Issue #2914, opened 2022-10-05
bug: multiple input parsers with optional params


KATT:
### Provide environment information

v10 latest stuff

### Describe the bug

When combining two inputs where one has an optional field, the procedure shouldn't have to be called with the optional one

### Link to reproduction

https://stackblitz.com/edit/trpc-trpc-cs7n2b?file=src%2Fpages%2Fapi%2Ftrpc%2F[trpc].ts&file=src%2Fpages%2Findex.tsx

#### Backend

```ts

const roomProcedure = t.procedure.input(
  z.object({
    roomId: z.string(),
  })
);

const appRouter = t.router({
  roomQuery: roomProcedure
    .input(
      z.object({
        optionalParam: z.string().optional(),
      })
    )
    .query(({ input }) => {
      return { input };
    }),
});

```

#### Usage

```tsx
export default function IndexPage() {
  const result = trpc.roomQuery.useQuery({
    roomId: 'asd',
    // This should below should not be required
    // optionalParam: 'x'
  });
})
```

### 👨‍👧‍👦 Contributing

- [X] 🙋‍♂️ Yes, I'd be down to file a PR fixing this bug!

PR #2980, opened 2022-10-11
bug: optional input types are lying

juliusmarminge:
Related : #2914

Works on type-level but fails in runtime

### DIFF
--- a/packages/server/test/input.test.ts
+++ b/packages/server/test/input.test.ts
@@ -124,6 +124,33 @@ describe('double input validator', () => {
   });
 });
 
+test('happy-ish', async () => {
+  const t = initTRPC.create();
+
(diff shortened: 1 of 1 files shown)


KATT (commented):
I suggest we do something that prevents users from doing this

Similar:

- https://github.com/trpc/trpc/blob/d9914b26e761f2a02a5cc7b53b5675e19b8dc409/packages/server/test/input.test.ts#L127-L154
- https://github.com/trpc/trpc/blob/d9914b26e761f2a02a5cc7b53b5675e19b8dc409/packages/server/src/core/internals/procedureBuilder.ts#L94

It could be something like _"Impossible merge you can't override a defined property with an optional one"_

Issue #2919, opened 2022-10-05
bug: Hydration logic error when prefetching existing query in subroute (`v10` / Next.js)


bennettdams:
### Provide environment information

```
  System:
    OS: Linux 5.10 Ubuntu 20.04.5 LTS (Focal Fossa)
    Container: Yes
    Shell: 5.8 - /usr/bin/zsh
  Binaries:
    Node: 16.17.0 - /usr/bin/node
    npm: 8.15.0 - /usr/bin/npm
  npmPackages:
    @tanstack/react-query: ^4.9.0 => 4.9.0 
    @trpc/client: ^10.0.0-proxy-beta.13 => 10.0.0-proxy-beta.13 
    @trpc/next: ^10.0.0-proxy-beta.13 => 10.0.0-proxy-beta.13 
    @trpc/react: ^10.0.0-proxy-beta.13 => 10.0.0-proxy-beta.13 
    @trpc/server: ^10.0.0-proxy-beta.13 => 10.0.0-proxy-beta.13 
    next: 12.3.1 => 12.3.1 
    react: ^17.0.2 => 17.0.2 
    typescript: 4.8.4 => 4.8.4
```

### Describe the bug

Under specific circumstances, there is some error in the hydration logic.

The setup is the following:
 - Index route that fetches data on the client
 - Navigate to a dynamic subroute that prefetches the same query on the server
 - -> Error!

The result is the generic, well-known error message: "Can't perform a React state update on an unmounted component.":

![image](https://user-images.githubusercontent.com/29319414/194131159-2fca6dea-5739-40b2-a434-8367a7165b43.png)

I know that this is not a huge issue in itself, but maybe this still relevant for other parts of the logic and worth investigating, especially because of some weird quirks I'm describing below.

### Link to reproduction

https://github.com/bennettdams/trpc-10-unmounted-bug

## Via reproduction repo:

Steps:

1. `npm i`
2. `npm run dev`
3. Go to <http://localhost:3000>
4. Click on "Dynamic Subroute"
5. Error in console:
   ```
   Warning: Can't perform a React state update on an unmounted component. This is a no-op, but it indicates a memory leak in your application. To fix, cancel all subscriptions and asynchronous tasks in a useEffect cleanup function.
   at Home
   ```

### Additional information

It took me ages to even being able to create a reproduction repo, because the setup for the error is so weird.

You can make small changes in the repo that will make the error go away, changing only **one** of the following is enough:

- see `pages/_app.tsx`
[...]

PR #2993, opened 2022-10-12
Issues/2919

KATT:
#2919

## 🎯 Changes

Looking into ways to repro #2919.

Unsure what's causing the underlying issue.

## ✅ Checklist


TkDodo:
@KATT calling `Hydrate` multiple times is generally fine. What will happen is that we look at the `dataUpdatedAt` timestamp of each query, and we'll only put those queries in the cache that have newer data than the data in the cache:

https://github.com/TanStack/query/blob/357ec041a6fcc4a550f3df02c12ecc7bcdefbc05/packages/query-core/src/hydration.ts#L145-L151

PR #1958, opened 2022-06-06
fix(types): expose Procedure

jgoux:
In ESM context, when generating types for my own package `@acme/api` and exposing the type `AppRouter`, TypeScript is unable to resolve the internal type `Procedure` because it's not explicitly exported in `exports` map:

```typescript
import * as trpc from "@trpc/server";
export declare const appRouter: trpc.Router<{}, {}, {}, Record<"hello", import("@trpc/server/dist/internals/procedure.js").Procedure<{}, {}, {}, {
    name?: string | undefined;
}, {
    name?: string | undefined;
}, {
    greeting: string;
}, unknown, {
    greeting: string;
}>>, {}, {}, trpc.DefaultErrorShape>;
export declare type AppRouter = typeof appRouter;
//# sourceMappingURL=router.d.ts.map
```

It results in `AppRouter` being incomplete, `Procedure` being replaced with `any`:
image

The fix is to export `Procedure` as part of `@trpc/server` public types.

If I didn't export it from the proper place, don't hesitate to move the statement. 👍 

**edit**: I spotted another type not exported resulting in a failure to generate types declaration, this time in `@trpc/client`:
```bash
> tsc --project tsconfig.build.json --emitDeclarationOnly --declaration --declarationMap

src/config/trpc.ts:5:14 - error TS2742: The inferred type of 'client' cannot be named without a reference to '../../../../node_modules/@trpc/client/dist/internals/TRPCClient.js'. This is likely not portable. A type annotation is necessary.

5 export const client = createTRPCClient<AppRouter>({
               ~~~~~~


Found 1 error in src/config/trpc.ts:5
```
`TRPCClient` from `./internals/TRPCClient` should be exported instead of redefining it [here](https://github.com/trpc/trpc/blob/a3ecf56d83dd9774aaf885e83e9ccfe363fbab48/packages/client/src/createTRPCClient.ts#L14).

PR #2995, opened 2022-10-12
fix(router): allow naming of inferred type

### LINKED ISSUE #2994: bug: The inferred type of 'appRouter' cannot be named without a reference to ...

Local machine:
```
envinfo: command not found
```
¯\\\_(ツ)\_/¯

Stackblitz repro:
```
  System:
    OS: Linux 5.0 undefined
    CPU: (6) x64 Intel(R) Core(TM) i9-9880H CPU @ 2.30GHz
    Memory: 0 Bytes / 0 Bytes
    Shell: 1.0 - /bin/jsh
  Binaries:
    Node: 16.14.2 - /usr/local/bin/node
    Yarn: 1.22.10 - /usr/local/bin/yarn
    npm: 7.17.0 - /usr/local/bin/npm
  npmPackages:
    @trpc/server: 10.0.0-proxy-beta.18 => 10.0.0-proxy-beta.18 
    typescript: ^4.8 => 4.8.4 
```

### Describe the bug

Under `"moduleResolution": "Node16"` (or `"NodeNext"`), compilation of TypeScript types for the router can fail with error
```
TS2742: The inferred type of 'appRouter' cannot be named without a reference to '../node_modules/@trpc/server/dist/core/internals/config.js'. This is likely not portable. A type annotation is necessary.
```

### Link to reproduction

https://stackblitz.com/edit/trpc-server-inferred-type-cannot-be-named?file=src%2Findex.ts&view=editor

### To reproduce

See repro:

1. Set up package with Typescript
2. Set `"moduleResolution": "Node16"`
3. Try to compile types, e.g. via `tsc --declaration`

### Additional information

Related issues:
- #2717

Tried several suggested solutions (e.g. mentioned [here](https://github.com/microsoft/TypeScript/issues/42873#issuecomment-1140506416)); none worked, or had undesired side-effects.

The same issue exists in 9.x (after having manually worked around the module resolution).

### 👨‍👧‍👦 Contributing

echocrow:
Closes #2994

## 🎯 Changes

Export `RootConfig`, so TypeScript does not complain about not being able to name an inferred type.

Similar to (and builds on top of) https://github.com/trpc/trpc/pull/1958.

Unsure if this can be captured in a test somehow, as it seems to rely on a more modern `moduleResolution`?

### DIFF
--- a/packages/server/src/internals.ts
+++ b/packages/server/src/internals.ts
@@ -3,6 +3,7 @@
  */
 export type { DefaultErrorShape } from './error/formatter';
 export type { mergeRoutersGeneric } from './core/internals/__generated__/mergeRoutersGeneric';
+export type { RootConfig } from './core/internals/config';
 export type {
   ProcedureBuilder,
   BuildProcedure,


packages/server/src/core/index.ts
```diff
@@ -19,3 +19,5 @@ export { createInputMiddleware, createOutputMiddleware } from './middleware';
 
 export { initTRPC } from './initTRPC';
 export * from './types';
+
+export type { RootConfig } from './internals/config';
```
KATT, line 23: Could we rename this to `TRPCRootConfig` throughout?

KATT (changes requested):
Great change! I just think we should like us to smurf our public types.

packages/server/src/core/index.ts
echocrow: could do

but given this type is in a `@trpc/server` package, does this not implicitly scope it as a tRPC thing? i.e. I believe this is _technically_ a `TRPCServerRootConfig`, though that prefix feels redundant.

in the same vain, higher up, this file also exports
```ts
export type {
  Procedure,
  AnyProcedure,
  AnyQueryProcedure,
  // etc.
} from './procedure';
```
rather than 
```ts
export type {
  TRPCProcedure,
  TRPCAnyProcedure,
  TRPCAnyQueryProcedure,
  // etc.
} from './procedure';
```

if the idea and direction is to give these internal but exposed & inferred types that tRPC-context for later, we could also just
```ts
export type { RootConfig as TRPCRootConfig } from './internals/config';
```

happy to leave as-is or apply either changes

KATT (approved):
True. We've not been consistent on the smurfing. We _should_ probably be more consistent and only export `TRPC`-named things publicly #2131

sachinraja:
Should we export from `packages/server/src/internals.ts` instead? It's re-exported in `index.ts` but we've already exported other types that have to be named through `internals.ts`. We could also easily export them through a different `@trpc/server/internals` entry point if we wanted to.

echocrow:
Closing in favor of #2999

PR #3009, opened 2022-10-14
docs: add server code to cors page

juliusmarminge:
not sure if this is the best place to document this (seems appropriate since CORS is a useful application) but maybe it should be somewhere on the server documentation 🤔 

seems like many (myself included until Sachin pointed it out) don't connect that it's just a function that takes req/res.

Not sure how many goes to this page: https://www-git-cors-server-docs-trpc.vercel.app/docs/v10/cors#enabling-on-the-server


KATT (commented):
Unsure how useful this is - I don't think many people are using the base HTTP server and most people would need help with how you wrap the `/api/trpc/[trpc].tsx` with a CORS-helper

neo773:
@KATT 
It's quite useful I asked the same question the other day in the discord help channel, not an issue if you use the Express or Fastify Adapter because you can just plug in the cors npm package.

If I'm starting a new tRPC project it'd make sense to use the built-in server instead of an Adapter since I'm not writing any node web framework specific code it's all just tRPC routers and middlewares.

bautistaaa:
could put on FAQ vs explicitly in the docs?

KATT:
More docs doesn't hurt, we can move it later!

* * *

▶ WHAT TO WORK ON: The output should be exactly the lines above from the line containing "Under specific circumstances, there" to the line containing "The result is", inclusive, with no other lines.

▶ TASK OUTPUT:
Under specific circumstances, there is some error in the hydration logic.

The setup is the following:
 - Index route that fetches data on the client
 - Navigate to a dynamic subroute that prefetches the same query on the server
 - -> Error!

The result is the generic, well-known error message: "Can't perform a React state update on an unmounted component.":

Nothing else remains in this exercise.